• Available records:
Issue #161, opened 2019-06-03
Improve unit tests


maximilien:
Based on various discussions on different PRs (pasted below). But the gist is to improve unit tests for commands.

From @rhuss comment on PR #66 

> * Refactor tests to become more unit tests. E.g. commands should be tested only that they propagate the proper info to the library calls (e.g. in serving), the library calls should then use the serving mock library. Only a suggestion, but tests currently are not easy to maintain.

100% agree. I'd use [Ginkgo](https://onsi.github.io/ginkgo/)/[Gomega](https://onsi.github.io/gomega) and [Counterfeiter](https://github.com/maxbrunsfeld/counterfeiter).... Or similar tooling

maximilien:
Any opposition to the the tools I mentioned above?

rhuss:
> Any opposition to the the tools I mentioned above?

Nope as I don't know any of them yet so don't have any preferences ;-) Happy to learn though ...

maximilien:
Sweet. I'll cook up something on a simple command so we can all see the resulting shape and impact on imports etc.

maximilien:
OK so I submitted PR #185 with an example UT for the `kn version` command. I know it's a simple one, but I think it illustrates the power (I think) of BDD-style UTs, and of the Ginkgo/Gomega framework. Let me re-iterate a few points and give two examples of what we gain if we start doing UTs this way. There are more but perhaps best to highlight some of the key ones first.

First things first:

1. Ginkgo/Gomega is a very mature BDD-style test framework. You can write any tests with it. Unit, integration, etc.
2. It's been used for over 5 years in Cloud Foundry (CF) and other places. And CF is highly tests-driven community. So tons of tests and optimization already done with this framework. It's solid
3. It's compatible with `go test` so this means that we can mix and match `go test` tests with Ginkgo/Gomega. So with this new test for version, the other tests still run.
4. I did no change to current tests scripts, e.g., `./hack/build.sh` and `./test/presubmit-tests.sh` or e2e tests. All run fine.
5. We can gradually transition as needed.

Second, what are three quick main advantages of doing UTs with Ginkgo/Gomega:

1. Better test structure. The version command test is super clear, once you understand basic structure and focus on the tests. See PR and this simplified snippet to see what I mean:

```go
package commands_test

import (
   ...
)

var ...
var _ = Describe("Version", func() {
	const (
   ...
	)

	var (
		versionCmd *cobra.Command
		knParams   *KnParams
	)

	BeforeEach(func() {
[...]

PR #177, opened 2019-06-11
[WIP] Kn plugins implementation

maximilien:
Implements Kn plugins re-using some code from kubectl plugins.
This is WIP to allow concrete discussions and testing and
hopefully also allow sub tasks to be created and worked on
in parallel.

This version contains the following:

1. wraps the main root Kn command to support plugin
2. plugins are any executable in PATH with name kn-*
3. 'kn plugins list' to list found kn plugins
4. skips any kn plugins found with name that match core
   commands, e.g., kn-service would be ignored
5. execute any valid kn plugins found

And is missing:

1. unit and integration tests
2. plugin install command
3. plugin repository command
4. plugin / Knative server version negotiation
5. anything else we agree on in plugin req doc


maximilien:
@sixolet and @cppforlife this is WIP so as to avoid one HUGE PR once we have complete agreement on the plugins docs. However, for those who want to try, this can be used and is rebased on current master:HEAD.

To test this PR. After building `kn` using `./hack/build.sh`, do the following:

```bash
echo '#!/bin/bash

echo "Hello Knative, I am a Kn plugin"' > kn-hello
"
chmod +x kn-hello
mv kn-hello /usr/local/bin

# you can now list plugins
./kn plugin list
The following compatible plugins are available:

/usr/local/bin/kn-hello

# you can execute the 'kn-hello' plugin with
./kn hello
Hello Knative, I'm a Kn plugin
```

I will be adding unit tests and integration tests next.

docs/cmd/kn_plugin_list.md
```diff
@@ -0,0 +1,34 @@
...
+
+list all visible plugin executables on a user's PATH
+
+### Synopsis
+
+List all available plugin files on a user's PATH.
+
+		Available plugin files are those that are:
+		- executable
+		- anywhere on the user's PATH
```
duglin: Should mention what we do if we find duplicates - I'm assuming first one wins.

docs/cmd/kn_plugin_list.md
```diff
@@ -0,0 +1,34 @@
...
+
+```
+kn plugin list [flags]
+```
+
+### Options
+
+```
+  -h, --help        help for list
+      --name-only   If true, display only the binary name of each plugin, rather than its full path
```
duglin: I think this should be reversed. In most cases I don't think people will care where the exe lives and when they do care it's probably because they're debugging to see why things are not acting correctly.

pkg/kn/commands/plugin/plugin_handler.go
```diff
@@ -0,0 +1,109 @@
...
+	"strings"
+	"syscall"
+)
+
+// PluginHandler is capable of parsing command line arguments
+// and performing executable filename lookups to search
+// for valid plugin files, and execute found plugins.
+type PluginHandler interface {
+	// exists at the given filename, or a boolean false.
+	// Lookup will iterate over a list of given prefixes
```
duglin: "given prefixes"? Where is this list? none of the args to Lookup are slices

pkg/kn/commands/plugin/plugin_list.go
```diff
@@ -0,0 +1,268 @@
...
+		for _, f := range files {
+			if f.IsDir() {
+				continue
+			}
+			if !hasValidPrefix(f.Name(), ValidPluginFilenamePrefixes) {
+				continue
+			}
+
+			if isFirstFile {
+				fmt.Fprintf(o.ErrOut, "The following compatible plugins are available:\n\n")
```
duglin: this should go to stdout, not stderr

pkg/kn/commands/plugin/plugin_list.go
```diff
@@ -0,0 +1,268 @@
...
+				for _, err := range errs {
+					fmt.Fprintf(o.ErrOut, "  - %s\n", err)
+					pluginWarnings++
+				}
+			}
+		}
+	}
+
+	if !pluginsFound {
+		pluginErrors = append(pluginErrors, fmt.Errorf("error: unable to find any kubectl plugins in your PATH"))
```
duglin: No plugins shouldn't be considered an error - it's a valid state.

pkg/kn/commands/plugin/plugin_list.go
```diff
@@ -0,0 +1,268 @@
...
+	}
+
+	if pluginWarnings > 0 {
```
duglin: Why go thru all of this complexity just to print errors? Why not just print them as you encounter them? What's the point of saving them and printing them later?

pkg/kn/commands/plugin/plugin_list.go
```diff
@@ -0,0 +1,268 @@
...
+		return []error{fmt.Errorf("unable to verify path with nil root")}
+	}
+
+	// extract the plugin binary name
+	segs := strings.Split(path, "/")
+	binName := segs[len(segs)-1]
+
+	cmdPath := strings.Split(binName, "-")
+	if len(cmdPath) > 1 {
+		// the first argument is always "kubectl" for a plugin binary
```
duglin: kubectl?

pkg/kn/commands/plugin/plugin_list.go
```diff
@@ -0,0 +1,268 @@
...
+		cmdPath = cmdPath[1:]
+	}
+
+	errors := []error{}
+
+	if isExec, err := isExecutable(path); err == nil && !isExec {
+		errors = append(errors, fmt.Errorf("warning: %s identified as a kubectl plugin, but it is not executable", path))
```
duglin: kubectl?
By default I'm not sure there's value in telling people about this condition. What if they really do need to have some random text file on disk that starts with `kn-` that just happens to be in their PATH... they're going to continually see this error message when it's not an error condition.   We shouldn't force them to rename it.

pkg/kn/commands/plugin/plugin_list.go
```diff
@@ -0,0 +1,268 @@
...
+	} else if err != nil {
+		errors = append(errors, fmt.Errorf("error: unable to identify %s as an executable file: %v", path, err))
+	}
+
+	if existingPath, ok := v.seenPlugins[binName]; ok {
+		errors = append(errors, fmt.Errorf("warning: %s is overshadowed by a similarly named plugin: %s", path, existingPath))
```
duglin: I'd only show this when some special flag. Thinking about how normal Linux stuff works, I've never seen Linux give a warning like this so I'm not sure we should either.

sixolet:
To prepare for the world where we consider helping the user install plugins suggested by their server, I think I'm a lot more interested in there being a configurable plugin dir (remember when we removed `--config`? we might need it back.), and every executable in the plugin dir can be a plugin.

If we go with "anywhere on $PATH", then we have no place to install to, and also the user doesn't have independent control of what's on their PATH and what is a plugin, which bothers me somewhere in my aesthetics brain.

maximilien:
> To prepare for the world where we consider helping the user install plugins suggested by their server, I think I'm a lot more interested in there being a configurable plugin dir (remember when we removed `--config`? we might need it back.), and every executable in the plugin dir can be a plugin.

Yup. Thought of that too.
 
> If we go with "anywhere on $PATH", then we have no place to install to, and also the user doesn't have independent control of what's on their PATH and what is a plugin, which bothers me somewhere in my aesthetics brain.

I personally don’t care. Product folks might have strong opinions. `$PATH` has two benefits: 1) compatible with `kubectl` and 2) many options and easy to determine any way. However, I can also see people wanting to have tight control over where plugins go. So I could see having both.

Anyhow, let’s decide next call and move forward. Best.

maximilien:
@duglin, first off, thanks for feedback. However, I think it’s worth re-iterating two points globally before I address each of your comments:

1. This is [WIP] == [Work In Progress]. Says so in title.
2. First line of description: “Implements Kn plugins re-using some code from kubectl plugins.”

So you should expect this is not end game and that it looks and feels like `kubectl` plugins by design.

I wanted this to be a baseline so when we decide to deviate from `kubectl` plugins it’s as clear as possible.

pkg/kn/commands/plugin/plugin_list.go
maximilien: See my general comment.

pkg/kn/commands/plugin/plugin_list.go
maximilien: Again see my global comment. By design.

pkg/kn/commands/plugin/plugin_list.go
maximilien: See global comment. By design.

pkg/kn/commands/plugin/plugin_list.go
maximilien: Could be interesting. However, once you print an error you’d stop? I think collecting and summarizing is just as good an approach. Remember this command’s output is listing the plugins found.

However, I may revisit this. Especially as we decide on MVP features next week.

pkg/kn/commands/plugin/plugin_list.go
maximilien: Fair.

pkg/kn/commands/plugin/plugin_list.go
maximilien: Fair.

pkg/kn/commands/plugin/plugin_handler.go
maximilien: Hardcoded. There is a var for it

docs/cmd/kn_plugin_list.md
maximilien: OK, up for debate. Especially if we decide to have a fix location.

docs/cmd/kn_plugin_list.md
maximilien: Yup, but first one in `PATH` list to be more specific.

duglin:
yeah, but WIP or not, I think the suggested edits are valid

pkg/kn/commands/plugin/plugin_list.go
duglin: stopping on error vs waiting until the end to stop is independent to me from buffering of messages. You can just set a bool and then exit if true at the end. But yes, in general I do think stopping on first error is fine since this isn't a compiler that is expected to have lots of error messages for people to process.

pkg/kn/commands/plugin/plugin_handler.go
duglin: I should have been more clear. I think the comment needs to change because the phrase "given prefixes" (to me) implies "passed in prefixes" , meaning as an arg.  if it said "..iterate of the list in ValidPrefixes" then it would have been more clear.

pkg/kn/commands/plugin/plugin_list.go
duglin: I think the design is wrong :-) 
Put it this way, I think a file in the PATH should only be considered a Kn plugin if:
- it's name starts with `kn-`
- it's executable bit is set

if a file in the PATH doesn't match this then it's not an error condition, it's the user's way of saying "skip it".

pkg/kn/commands/plugin/plugin_list.go
duglin: Aligning with `kubectl` is an interesting goal but I think aligning with Linux is more important

rhuss: side-note: 'guess you mean Unix CLI conventions, not only Linux. Many of us are on macOs or Windows out there, so imo we should strive for a good CLI experience in general, with Unix conventions as a guideline. Not sure whether we should write this down somewhere in a kind of spec/vision document ?

duglin: I think MacOS and Windows work the same way as well.

pkg/kn/core/root.go
```diff
@@ -62,10 +95,17 @@ Eventing: Manage event subscriptions and channels. Connect up event sources.`,
 	if p.Output != nil {
 		rootCmd.SetOutput(p.Output)
 	}
+	rootCmd.PersistentFlags().StringVar(&commands.CfgFile, "config", "", "config file (default is $HOME/.kn/config.yaml)")
+	rootCmd.PersistentFlags().StringVar(&commands.PluginDir, "plugin-dir", "", "kn plugin directory (default is value in kn config or $PATH)")
 	rootCmd.PersistentFlags().StringVar(&commands.KubeCfgFile, "kubeconfig", "", "kubectl config file (default is $HOME/.kube/config)")
```
maximilien: Hi, @sixolet, see this version of `root.go` 

Still need to rebase and clean up, so still WIP. However, this is where I am adding the `plugin-dir` persistent flag and reading from kn's config (if exist) and defaulting to `$PATH`.

I am in middle of now using this in the plugin commands. Will finish this tomorrow. But at least let's make sure we are in sync. Let me know your thoughts if you get to read this otherwise, look for next update.

Cheers 🍻

maximilien:
OK I need to rebase. Will try to find time to do so today.

maximilien:
OK finally getting a chance to go back to this as I am wrapping up my trip in Beijing 🇨🇳 

Will work on rebasing with latest updates and also move all tests to `gotest.tools` as per agreement on issue #161 on yesterday's WG.

maximilien:
Closing this one since #249 is the first non-WIP version. Please review that one.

• Problem description: All lines of the data above that include the word "Linux" must be shown.

• The answer:
duglin: I'd only show this when some special flag. Thinking about how normal Linux stuff works, I've never seen Linux give a warning like this so I'm not sure we should either.
duglin: Aligning with `kubectl` is an interesting goal but I think aligning with Linux is more important
rhuss: side-note: 'guess you mean Unix CLI conventions, not only Linux. Many of us are on macOs or Windows out there, so imo we should strive for a good CLI experience in general, with Unix conventions as a guideline. Not sure whether we should write this down somewhere in a kind of spec/vision document ?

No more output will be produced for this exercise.